**WORK TO COMPLETE:** Every line of the material below that holds the string "Units" should be copied.

**DATA TO EXAMINE:**

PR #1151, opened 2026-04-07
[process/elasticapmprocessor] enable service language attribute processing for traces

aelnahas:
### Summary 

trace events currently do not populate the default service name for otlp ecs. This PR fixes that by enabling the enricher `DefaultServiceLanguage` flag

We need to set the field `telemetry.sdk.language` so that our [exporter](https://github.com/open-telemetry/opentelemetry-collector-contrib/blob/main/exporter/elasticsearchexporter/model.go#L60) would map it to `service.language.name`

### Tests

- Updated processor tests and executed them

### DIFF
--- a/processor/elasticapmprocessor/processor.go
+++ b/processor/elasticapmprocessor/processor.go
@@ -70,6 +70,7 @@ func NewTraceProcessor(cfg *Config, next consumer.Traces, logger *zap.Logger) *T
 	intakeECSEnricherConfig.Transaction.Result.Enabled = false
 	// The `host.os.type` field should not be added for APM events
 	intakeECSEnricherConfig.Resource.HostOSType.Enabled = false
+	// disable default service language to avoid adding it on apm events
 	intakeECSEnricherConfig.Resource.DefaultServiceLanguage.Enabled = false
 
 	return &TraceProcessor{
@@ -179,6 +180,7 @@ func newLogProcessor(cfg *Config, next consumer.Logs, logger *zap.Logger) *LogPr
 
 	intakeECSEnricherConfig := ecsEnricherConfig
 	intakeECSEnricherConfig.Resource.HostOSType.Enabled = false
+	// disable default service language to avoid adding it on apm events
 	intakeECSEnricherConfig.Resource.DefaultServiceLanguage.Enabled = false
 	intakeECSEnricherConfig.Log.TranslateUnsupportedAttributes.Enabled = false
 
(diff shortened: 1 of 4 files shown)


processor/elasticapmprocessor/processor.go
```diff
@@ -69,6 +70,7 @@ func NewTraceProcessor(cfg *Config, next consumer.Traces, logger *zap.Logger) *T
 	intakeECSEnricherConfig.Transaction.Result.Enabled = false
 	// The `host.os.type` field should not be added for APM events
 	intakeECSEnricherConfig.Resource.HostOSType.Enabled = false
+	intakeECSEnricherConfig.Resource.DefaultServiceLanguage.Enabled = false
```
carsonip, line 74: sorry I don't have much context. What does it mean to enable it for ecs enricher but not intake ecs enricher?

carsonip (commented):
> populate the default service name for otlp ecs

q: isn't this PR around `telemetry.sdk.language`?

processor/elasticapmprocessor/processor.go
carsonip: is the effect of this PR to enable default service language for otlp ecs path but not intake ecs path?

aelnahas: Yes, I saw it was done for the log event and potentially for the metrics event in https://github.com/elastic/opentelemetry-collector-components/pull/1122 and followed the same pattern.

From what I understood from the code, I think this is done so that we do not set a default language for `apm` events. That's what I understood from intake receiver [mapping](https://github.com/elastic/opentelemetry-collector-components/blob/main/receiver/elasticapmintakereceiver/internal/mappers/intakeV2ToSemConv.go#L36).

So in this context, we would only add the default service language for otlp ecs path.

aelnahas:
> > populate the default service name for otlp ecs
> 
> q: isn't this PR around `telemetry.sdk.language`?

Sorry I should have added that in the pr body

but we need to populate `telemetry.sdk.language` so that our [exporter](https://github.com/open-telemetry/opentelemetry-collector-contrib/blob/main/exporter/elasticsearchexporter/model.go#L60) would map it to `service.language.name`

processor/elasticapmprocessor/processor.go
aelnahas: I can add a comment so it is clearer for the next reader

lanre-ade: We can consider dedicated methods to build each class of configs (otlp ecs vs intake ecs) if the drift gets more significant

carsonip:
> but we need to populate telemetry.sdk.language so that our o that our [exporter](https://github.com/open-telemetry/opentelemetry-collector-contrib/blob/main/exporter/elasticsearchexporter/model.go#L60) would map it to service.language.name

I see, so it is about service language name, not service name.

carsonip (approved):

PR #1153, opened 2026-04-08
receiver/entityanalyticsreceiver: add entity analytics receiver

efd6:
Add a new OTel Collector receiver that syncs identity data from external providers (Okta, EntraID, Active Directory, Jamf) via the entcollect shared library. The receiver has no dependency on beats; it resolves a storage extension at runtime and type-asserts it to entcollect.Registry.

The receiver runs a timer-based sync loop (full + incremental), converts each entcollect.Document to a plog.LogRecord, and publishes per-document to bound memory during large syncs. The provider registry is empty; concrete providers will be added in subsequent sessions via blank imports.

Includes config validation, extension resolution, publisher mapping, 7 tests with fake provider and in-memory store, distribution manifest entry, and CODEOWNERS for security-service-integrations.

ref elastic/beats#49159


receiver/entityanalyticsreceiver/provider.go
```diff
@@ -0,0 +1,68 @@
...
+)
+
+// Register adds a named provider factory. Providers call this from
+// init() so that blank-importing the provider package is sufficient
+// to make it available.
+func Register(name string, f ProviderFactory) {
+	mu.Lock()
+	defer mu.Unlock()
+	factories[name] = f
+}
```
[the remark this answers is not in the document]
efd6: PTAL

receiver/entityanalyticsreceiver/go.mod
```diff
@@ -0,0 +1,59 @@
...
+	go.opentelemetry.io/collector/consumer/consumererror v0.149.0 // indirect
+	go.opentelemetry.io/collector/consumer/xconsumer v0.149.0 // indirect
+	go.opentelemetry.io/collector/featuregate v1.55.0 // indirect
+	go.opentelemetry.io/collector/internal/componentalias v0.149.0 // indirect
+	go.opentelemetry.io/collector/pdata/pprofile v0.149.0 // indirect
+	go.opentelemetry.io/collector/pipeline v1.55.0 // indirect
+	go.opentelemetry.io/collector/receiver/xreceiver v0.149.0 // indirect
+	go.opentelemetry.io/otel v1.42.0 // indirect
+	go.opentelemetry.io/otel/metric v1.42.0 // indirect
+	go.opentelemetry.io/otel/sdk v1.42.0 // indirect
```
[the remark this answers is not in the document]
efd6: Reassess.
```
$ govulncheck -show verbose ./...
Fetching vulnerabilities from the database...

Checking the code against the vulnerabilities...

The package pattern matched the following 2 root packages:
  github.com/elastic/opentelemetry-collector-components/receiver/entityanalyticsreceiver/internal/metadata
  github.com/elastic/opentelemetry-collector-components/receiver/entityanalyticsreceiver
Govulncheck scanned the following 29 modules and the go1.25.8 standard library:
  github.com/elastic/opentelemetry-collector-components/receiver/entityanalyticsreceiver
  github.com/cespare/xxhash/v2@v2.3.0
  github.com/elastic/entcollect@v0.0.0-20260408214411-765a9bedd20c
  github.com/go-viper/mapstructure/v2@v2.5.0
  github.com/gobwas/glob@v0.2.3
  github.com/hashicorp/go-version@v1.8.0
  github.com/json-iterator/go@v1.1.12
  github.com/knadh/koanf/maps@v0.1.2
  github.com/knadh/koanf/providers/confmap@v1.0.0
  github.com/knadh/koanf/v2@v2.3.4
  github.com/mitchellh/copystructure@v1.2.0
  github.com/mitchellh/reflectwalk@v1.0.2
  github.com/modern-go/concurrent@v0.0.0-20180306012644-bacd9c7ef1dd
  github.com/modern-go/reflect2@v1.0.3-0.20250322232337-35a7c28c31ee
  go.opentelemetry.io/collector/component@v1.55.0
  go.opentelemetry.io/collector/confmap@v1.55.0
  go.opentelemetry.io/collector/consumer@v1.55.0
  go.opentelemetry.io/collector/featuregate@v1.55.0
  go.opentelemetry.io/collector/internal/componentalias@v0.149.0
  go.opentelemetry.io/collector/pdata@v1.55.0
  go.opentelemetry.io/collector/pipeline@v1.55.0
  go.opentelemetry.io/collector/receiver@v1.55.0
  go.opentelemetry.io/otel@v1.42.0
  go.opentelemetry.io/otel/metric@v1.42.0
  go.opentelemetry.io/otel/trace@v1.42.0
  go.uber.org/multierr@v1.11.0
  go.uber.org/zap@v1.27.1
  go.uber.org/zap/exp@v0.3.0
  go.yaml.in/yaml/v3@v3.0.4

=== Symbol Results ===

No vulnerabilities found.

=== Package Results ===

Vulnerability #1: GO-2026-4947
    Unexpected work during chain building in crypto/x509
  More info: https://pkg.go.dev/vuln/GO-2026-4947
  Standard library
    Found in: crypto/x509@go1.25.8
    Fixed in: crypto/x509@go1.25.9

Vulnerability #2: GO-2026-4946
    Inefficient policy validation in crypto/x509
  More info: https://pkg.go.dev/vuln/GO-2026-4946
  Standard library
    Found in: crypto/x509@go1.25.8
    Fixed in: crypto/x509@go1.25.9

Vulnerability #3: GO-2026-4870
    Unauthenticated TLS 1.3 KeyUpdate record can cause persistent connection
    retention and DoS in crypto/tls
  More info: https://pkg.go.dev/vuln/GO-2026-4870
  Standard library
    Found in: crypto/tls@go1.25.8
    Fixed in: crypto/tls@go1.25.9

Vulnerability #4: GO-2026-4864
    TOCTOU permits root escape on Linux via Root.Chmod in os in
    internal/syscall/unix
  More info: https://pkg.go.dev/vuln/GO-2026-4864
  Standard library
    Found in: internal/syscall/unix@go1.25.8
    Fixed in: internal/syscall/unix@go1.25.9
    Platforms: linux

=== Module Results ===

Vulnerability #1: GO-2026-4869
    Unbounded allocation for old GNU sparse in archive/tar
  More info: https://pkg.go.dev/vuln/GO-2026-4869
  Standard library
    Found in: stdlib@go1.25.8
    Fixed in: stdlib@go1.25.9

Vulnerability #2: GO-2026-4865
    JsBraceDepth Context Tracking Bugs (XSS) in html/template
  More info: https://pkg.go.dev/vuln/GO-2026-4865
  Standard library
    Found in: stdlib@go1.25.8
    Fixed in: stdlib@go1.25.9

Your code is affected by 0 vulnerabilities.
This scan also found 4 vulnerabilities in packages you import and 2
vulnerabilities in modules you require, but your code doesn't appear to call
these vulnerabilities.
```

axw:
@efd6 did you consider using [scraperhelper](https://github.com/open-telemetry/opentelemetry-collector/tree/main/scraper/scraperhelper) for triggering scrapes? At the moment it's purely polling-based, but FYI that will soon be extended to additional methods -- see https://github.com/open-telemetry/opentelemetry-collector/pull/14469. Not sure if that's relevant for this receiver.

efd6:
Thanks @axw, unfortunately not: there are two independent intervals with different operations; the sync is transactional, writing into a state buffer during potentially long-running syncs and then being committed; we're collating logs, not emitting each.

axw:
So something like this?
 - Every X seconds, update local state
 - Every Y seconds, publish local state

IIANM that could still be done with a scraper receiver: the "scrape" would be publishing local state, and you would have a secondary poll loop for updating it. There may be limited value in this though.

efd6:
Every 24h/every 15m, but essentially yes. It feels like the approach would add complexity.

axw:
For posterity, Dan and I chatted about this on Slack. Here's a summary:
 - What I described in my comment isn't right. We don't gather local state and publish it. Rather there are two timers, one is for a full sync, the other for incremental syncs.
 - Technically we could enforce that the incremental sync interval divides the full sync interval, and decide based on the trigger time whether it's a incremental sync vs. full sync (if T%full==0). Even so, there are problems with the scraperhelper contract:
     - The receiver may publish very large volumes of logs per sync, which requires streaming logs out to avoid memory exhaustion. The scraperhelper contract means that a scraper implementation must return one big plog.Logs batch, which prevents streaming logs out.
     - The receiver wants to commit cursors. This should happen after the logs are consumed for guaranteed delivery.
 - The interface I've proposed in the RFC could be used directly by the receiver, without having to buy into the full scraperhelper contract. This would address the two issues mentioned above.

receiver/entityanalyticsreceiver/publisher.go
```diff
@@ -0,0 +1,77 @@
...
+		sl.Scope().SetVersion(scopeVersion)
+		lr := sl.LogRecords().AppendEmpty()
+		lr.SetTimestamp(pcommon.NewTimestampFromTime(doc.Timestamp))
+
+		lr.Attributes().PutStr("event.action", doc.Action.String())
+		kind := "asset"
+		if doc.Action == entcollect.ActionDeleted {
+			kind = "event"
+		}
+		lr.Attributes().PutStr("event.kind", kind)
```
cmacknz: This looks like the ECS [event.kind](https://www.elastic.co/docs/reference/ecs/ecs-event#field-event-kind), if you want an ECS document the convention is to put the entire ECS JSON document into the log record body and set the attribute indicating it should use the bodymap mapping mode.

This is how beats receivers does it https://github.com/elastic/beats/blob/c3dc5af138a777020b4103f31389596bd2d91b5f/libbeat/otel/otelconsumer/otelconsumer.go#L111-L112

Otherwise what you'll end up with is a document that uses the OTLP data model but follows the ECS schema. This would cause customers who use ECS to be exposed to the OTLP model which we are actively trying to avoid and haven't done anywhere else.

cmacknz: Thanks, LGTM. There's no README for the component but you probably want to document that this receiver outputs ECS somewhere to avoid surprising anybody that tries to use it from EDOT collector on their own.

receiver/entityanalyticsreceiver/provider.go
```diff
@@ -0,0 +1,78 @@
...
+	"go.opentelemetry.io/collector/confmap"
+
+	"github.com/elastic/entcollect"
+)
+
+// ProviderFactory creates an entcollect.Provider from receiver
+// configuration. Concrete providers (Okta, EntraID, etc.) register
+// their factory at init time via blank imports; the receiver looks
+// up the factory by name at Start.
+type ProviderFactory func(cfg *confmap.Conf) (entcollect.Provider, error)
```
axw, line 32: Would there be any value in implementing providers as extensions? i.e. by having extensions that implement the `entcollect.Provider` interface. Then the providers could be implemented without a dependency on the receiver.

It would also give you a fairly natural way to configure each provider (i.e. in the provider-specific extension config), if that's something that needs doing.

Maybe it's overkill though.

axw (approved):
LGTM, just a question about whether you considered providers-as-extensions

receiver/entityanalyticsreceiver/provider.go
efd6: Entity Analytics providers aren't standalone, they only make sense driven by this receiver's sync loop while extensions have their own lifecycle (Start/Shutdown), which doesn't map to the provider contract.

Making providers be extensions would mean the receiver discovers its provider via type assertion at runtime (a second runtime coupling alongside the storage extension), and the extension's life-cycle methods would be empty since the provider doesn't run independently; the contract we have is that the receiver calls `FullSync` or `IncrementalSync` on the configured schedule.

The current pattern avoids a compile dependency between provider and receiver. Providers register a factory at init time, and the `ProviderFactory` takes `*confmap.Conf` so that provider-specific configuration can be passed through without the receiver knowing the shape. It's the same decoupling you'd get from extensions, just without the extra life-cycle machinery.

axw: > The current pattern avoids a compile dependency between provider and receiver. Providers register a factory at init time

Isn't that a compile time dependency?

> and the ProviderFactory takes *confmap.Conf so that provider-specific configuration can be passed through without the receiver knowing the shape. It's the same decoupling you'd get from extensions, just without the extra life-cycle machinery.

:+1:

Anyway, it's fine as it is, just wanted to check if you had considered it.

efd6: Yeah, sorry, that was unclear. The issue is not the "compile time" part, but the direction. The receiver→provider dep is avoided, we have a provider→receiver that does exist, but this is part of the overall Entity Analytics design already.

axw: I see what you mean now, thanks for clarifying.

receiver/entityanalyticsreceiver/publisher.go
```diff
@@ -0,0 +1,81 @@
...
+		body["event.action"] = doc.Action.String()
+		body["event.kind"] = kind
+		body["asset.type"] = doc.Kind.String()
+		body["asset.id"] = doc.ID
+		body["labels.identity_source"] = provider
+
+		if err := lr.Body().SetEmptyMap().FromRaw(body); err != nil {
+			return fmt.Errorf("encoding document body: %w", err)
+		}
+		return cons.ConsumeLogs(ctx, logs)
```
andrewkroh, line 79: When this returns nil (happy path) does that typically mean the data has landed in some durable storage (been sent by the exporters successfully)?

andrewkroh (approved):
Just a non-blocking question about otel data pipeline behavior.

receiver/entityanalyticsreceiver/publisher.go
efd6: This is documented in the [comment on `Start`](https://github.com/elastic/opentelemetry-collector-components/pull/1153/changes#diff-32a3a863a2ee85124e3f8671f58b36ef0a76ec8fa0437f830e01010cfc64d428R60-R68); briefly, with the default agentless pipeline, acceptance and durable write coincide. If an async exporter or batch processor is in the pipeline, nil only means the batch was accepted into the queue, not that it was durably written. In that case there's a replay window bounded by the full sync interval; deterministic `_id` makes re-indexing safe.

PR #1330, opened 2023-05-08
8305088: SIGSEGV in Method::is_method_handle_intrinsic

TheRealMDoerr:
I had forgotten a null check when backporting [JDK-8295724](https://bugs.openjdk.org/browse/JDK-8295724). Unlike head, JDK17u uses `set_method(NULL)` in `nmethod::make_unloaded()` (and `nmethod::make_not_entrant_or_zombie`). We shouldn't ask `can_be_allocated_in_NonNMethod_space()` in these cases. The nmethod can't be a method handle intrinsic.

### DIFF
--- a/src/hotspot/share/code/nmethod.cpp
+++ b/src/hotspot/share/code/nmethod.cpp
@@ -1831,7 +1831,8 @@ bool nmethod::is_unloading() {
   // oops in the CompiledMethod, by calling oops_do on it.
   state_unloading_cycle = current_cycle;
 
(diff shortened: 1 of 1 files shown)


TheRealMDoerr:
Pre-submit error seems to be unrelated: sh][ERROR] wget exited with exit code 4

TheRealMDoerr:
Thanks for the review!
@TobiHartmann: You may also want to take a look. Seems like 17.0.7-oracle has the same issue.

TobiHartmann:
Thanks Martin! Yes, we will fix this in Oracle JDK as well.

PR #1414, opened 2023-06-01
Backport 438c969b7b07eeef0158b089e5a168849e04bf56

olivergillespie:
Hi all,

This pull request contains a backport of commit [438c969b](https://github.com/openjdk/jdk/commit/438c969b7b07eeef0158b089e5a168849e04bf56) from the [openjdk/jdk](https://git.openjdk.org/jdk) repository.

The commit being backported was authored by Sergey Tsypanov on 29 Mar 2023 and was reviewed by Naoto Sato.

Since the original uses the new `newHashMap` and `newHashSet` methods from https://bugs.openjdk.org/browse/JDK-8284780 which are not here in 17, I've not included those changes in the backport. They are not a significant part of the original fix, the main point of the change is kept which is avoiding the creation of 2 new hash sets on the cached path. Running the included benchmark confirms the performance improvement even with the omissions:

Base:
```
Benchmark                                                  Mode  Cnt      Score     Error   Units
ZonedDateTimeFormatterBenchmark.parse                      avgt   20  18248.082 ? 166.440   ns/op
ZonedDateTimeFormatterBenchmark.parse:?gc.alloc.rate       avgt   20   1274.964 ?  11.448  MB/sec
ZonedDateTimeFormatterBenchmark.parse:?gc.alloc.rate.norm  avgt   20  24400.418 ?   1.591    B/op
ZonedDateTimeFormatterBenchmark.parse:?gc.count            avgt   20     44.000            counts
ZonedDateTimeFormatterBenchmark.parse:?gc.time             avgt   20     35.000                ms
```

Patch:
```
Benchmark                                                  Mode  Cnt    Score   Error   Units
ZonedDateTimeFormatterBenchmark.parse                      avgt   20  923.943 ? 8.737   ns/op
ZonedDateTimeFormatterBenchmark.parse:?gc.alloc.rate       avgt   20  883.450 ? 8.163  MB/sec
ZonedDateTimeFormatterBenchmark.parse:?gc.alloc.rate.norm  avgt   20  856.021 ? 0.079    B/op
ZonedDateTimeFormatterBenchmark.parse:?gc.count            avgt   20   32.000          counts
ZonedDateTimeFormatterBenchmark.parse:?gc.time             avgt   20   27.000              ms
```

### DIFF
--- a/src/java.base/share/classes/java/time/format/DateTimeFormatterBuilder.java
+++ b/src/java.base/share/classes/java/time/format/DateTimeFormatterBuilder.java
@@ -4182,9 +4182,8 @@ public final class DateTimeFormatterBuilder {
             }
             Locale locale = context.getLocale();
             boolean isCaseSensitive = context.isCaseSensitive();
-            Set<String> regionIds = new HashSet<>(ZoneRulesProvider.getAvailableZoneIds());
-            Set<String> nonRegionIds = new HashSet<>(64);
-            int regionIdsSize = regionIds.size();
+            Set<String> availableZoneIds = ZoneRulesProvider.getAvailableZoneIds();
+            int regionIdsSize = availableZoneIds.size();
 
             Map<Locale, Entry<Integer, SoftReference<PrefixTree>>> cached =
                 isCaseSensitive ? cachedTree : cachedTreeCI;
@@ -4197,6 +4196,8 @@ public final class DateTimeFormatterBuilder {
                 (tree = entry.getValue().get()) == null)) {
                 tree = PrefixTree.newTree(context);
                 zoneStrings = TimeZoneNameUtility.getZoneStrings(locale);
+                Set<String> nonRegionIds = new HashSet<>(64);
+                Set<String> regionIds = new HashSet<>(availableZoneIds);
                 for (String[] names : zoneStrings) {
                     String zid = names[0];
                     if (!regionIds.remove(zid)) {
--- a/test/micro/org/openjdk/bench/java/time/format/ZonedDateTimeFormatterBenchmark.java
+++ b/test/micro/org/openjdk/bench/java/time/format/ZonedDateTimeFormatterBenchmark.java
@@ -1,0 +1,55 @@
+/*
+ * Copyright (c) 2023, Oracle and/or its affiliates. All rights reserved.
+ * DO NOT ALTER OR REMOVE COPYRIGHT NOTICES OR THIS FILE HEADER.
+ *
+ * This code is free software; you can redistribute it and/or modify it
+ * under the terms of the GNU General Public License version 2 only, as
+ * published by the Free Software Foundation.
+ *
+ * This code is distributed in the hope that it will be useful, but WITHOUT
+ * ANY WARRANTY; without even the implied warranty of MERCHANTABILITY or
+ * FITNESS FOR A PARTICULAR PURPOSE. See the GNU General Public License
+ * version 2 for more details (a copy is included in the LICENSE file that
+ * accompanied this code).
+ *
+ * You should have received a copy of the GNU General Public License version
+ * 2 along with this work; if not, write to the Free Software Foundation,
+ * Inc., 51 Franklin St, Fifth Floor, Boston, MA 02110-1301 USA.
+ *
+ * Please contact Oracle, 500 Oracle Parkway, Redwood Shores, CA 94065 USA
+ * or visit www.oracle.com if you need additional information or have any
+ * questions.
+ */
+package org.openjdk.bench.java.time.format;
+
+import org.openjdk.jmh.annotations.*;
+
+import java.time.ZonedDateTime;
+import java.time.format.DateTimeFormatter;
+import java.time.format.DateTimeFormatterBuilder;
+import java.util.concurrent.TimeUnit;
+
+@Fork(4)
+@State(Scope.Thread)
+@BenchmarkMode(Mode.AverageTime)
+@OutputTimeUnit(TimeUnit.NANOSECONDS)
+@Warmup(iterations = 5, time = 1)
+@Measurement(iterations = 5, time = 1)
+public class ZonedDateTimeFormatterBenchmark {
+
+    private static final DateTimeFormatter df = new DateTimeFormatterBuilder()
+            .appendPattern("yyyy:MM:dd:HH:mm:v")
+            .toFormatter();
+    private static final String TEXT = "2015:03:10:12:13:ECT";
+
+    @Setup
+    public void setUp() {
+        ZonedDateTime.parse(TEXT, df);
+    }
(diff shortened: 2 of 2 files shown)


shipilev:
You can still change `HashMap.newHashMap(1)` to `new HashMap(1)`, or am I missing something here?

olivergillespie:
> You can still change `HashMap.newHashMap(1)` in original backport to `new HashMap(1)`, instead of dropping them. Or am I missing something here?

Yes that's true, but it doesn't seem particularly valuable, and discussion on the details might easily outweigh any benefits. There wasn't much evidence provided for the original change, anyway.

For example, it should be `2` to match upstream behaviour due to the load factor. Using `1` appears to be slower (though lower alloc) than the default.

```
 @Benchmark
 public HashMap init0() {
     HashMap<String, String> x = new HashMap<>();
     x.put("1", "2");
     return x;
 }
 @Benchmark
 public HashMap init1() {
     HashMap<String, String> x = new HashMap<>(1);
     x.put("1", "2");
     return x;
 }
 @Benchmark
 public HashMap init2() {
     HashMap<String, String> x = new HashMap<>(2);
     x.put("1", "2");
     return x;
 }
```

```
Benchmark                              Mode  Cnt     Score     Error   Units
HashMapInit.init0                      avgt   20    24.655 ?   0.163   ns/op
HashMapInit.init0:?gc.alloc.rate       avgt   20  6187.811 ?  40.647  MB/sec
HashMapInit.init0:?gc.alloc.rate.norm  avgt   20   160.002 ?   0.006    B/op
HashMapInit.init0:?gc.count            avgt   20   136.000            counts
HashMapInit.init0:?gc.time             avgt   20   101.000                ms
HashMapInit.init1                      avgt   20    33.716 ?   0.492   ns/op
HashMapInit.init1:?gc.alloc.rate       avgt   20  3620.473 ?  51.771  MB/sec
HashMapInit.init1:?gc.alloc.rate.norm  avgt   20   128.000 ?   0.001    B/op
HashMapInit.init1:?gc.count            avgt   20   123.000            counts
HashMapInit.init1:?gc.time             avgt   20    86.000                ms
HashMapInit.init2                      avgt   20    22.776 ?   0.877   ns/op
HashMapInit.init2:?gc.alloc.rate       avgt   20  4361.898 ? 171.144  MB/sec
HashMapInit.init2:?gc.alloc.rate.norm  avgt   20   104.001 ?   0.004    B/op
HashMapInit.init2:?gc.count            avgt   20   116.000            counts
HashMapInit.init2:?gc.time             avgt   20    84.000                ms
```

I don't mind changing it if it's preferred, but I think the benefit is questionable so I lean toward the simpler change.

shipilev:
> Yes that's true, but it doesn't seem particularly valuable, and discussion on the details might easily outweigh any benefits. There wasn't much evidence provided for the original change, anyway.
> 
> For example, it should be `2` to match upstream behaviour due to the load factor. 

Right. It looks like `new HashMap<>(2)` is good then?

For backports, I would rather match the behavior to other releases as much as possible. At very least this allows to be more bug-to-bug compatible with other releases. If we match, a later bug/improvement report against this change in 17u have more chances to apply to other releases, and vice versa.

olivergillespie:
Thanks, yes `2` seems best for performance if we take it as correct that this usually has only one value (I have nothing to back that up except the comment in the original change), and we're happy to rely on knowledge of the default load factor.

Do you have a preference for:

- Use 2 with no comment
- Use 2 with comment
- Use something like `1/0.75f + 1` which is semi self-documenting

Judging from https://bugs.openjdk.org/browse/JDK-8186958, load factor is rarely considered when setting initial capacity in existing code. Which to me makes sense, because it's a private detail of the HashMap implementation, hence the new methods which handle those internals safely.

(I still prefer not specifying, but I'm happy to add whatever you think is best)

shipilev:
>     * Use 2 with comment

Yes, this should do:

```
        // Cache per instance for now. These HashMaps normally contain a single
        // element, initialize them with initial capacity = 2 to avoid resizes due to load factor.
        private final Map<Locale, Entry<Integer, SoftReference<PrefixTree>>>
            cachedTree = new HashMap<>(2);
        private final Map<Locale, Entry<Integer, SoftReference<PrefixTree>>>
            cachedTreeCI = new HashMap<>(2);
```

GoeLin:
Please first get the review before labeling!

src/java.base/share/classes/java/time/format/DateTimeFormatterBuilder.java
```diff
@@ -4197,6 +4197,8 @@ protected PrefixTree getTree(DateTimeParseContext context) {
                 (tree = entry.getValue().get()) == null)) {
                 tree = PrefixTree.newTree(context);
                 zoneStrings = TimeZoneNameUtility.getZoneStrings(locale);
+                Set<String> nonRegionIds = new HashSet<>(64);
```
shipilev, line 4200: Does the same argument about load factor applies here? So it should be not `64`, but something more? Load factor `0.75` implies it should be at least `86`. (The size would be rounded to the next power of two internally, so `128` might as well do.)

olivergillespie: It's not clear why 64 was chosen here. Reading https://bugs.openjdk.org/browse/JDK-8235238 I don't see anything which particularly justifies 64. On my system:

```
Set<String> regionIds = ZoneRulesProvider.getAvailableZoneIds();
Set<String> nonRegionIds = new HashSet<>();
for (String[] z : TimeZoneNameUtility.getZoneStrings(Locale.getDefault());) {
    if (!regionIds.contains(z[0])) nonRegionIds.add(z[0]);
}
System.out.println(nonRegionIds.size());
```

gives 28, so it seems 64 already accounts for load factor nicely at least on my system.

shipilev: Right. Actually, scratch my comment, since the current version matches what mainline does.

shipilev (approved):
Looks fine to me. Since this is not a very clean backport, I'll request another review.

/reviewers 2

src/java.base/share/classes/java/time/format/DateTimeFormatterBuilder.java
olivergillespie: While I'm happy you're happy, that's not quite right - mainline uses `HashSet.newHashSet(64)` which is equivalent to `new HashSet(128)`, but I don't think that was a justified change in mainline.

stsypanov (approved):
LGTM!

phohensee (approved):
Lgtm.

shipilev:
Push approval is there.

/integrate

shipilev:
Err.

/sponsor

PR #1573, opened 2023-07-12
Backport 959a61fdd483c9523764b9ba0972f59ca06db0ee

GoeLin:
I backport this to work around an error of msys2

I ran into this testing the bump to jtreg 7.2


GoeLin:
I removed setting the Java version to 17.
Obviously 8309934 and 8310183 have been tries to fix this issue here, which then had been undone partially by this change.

**RESULT OF THIS TASK:**
Benchmark                                                  Mode  Cnt      Score     Error   Units
Benchmark                                                  Mode  Cnt    Score   Error   Units
Benchmark                              Mode  Cnt     Score     Error   Units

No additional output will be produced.